Editing Scheduled Collection Maintenance

If your requirements change, you can change the properties of the scheduled maintenance for a collection. You might for example, decide to reschedule maintenance keeping in mind the time when your site is most likely to be updated.

To change the scheduled maintenance for a collection, perform the following steps.

ProcedureTo change the scheduled maintenance for a collection

  1. From the Collection drop-down list, select the collection for which you want to reschedule maintenance.

  2. Select the task you want to reconfigure, and enter the necessary information. For more details, see the Edit Scheduled Collection page in the online help.

  3. Click OK.


    Note –

    When a collection is removed, the maintenance scheduled for the collection is also removed.



    Note –

    UNIX/Linux users must restart the cron control process after reconfiguring scheduled maintenance, in order for their changes to take effect.

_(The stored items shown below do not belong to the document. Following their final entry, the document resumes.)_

PR #3942, opened 2026-08-15
feat(early-adopter): user opt-in setting + Flipt cohort flag

ZacxDev:
ClickUp: `868krm9cm`

Adds an **early-adopter opt-in** that users control from Account settings and that Flipt can segment on, so in-progress features can be shipped to the people who asked for them without a deploy per cohort change.

Pairs with **civitai/flipt-state#62**, which adds the `early-adopters` segment and the `early-adopter` flag. This PR is inert until that merges: the registry entry is `availability: []`, so with the flag absent nobody is in the cohort.

## Design: session-carried, not per-request

The value lives in `User.settings` (JSON — **no migration**) and is projected onto the session rather than read on the flag path:

```
User.settings.isEarlyAdopter
  -> shapeSessionUser         (auth hub projects it, right beside allowAds)
  -> SessionUser.isEarlyAdopter
  -> buildFliptContext        (emits the STRING 'true' / 'false')
  -> the `early-adopters` Flipt segment
```

`buildFliptContext` is deliberately built **once per request** (a documented optimization — every flag used to rebuild it N times), so a DB read there would undo that. The precedent copied is `isInCreatorProgram`, which is likewise a session-carried bit written by a service and read at evaluation time.

## The cost of that choice, and how it is paid

Session-carried means **cached**, so a naive version of this ships a toggle that silently does nothing. Two separate caches had to be handled, and they are the interesting part of the review:

1. **The hub session cache** (`session:data2:{id}`, 4h TTL). `setUserSettingHandler` now calls `refreshSession` when the value **changes**, which busts that cache and signals open tabs to re-pull. Gated on a change rather than key presence because the handler does a read-modify-write, so once a user has opted in the key rides along on *every* later settings write — a presence check would fire the refresh on unrelated toggles for exactly the most active cohort. This mirrors the `metricPrivacyChanged` comparison directly above it, and `creator-program.service`'s `refreshSession` after its own `User` write.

Removing Scheduled Collection Maintenance

You can cancel scheduled maintenance of a collection if it is no longer needed.

To cancel scheduled maintenance, perform the following steps.

ProcedureTo cancel scheduled maintenance

  1. From the Collection drop-down list, select the collection for which you want to remove maintenance.

  2. Select the task you want to for which you want to remove scheduled maintenance: Reindex or Update. If a task is scheduled the details are now displayed.

  3. For an Update task, check the Delete checkbox next to the task you want to remove.

  4. Click OK.


    Note –

    UNIX/Linux users must restart the cron control process after removing scheduled maintenance, in order for their changes to take effect.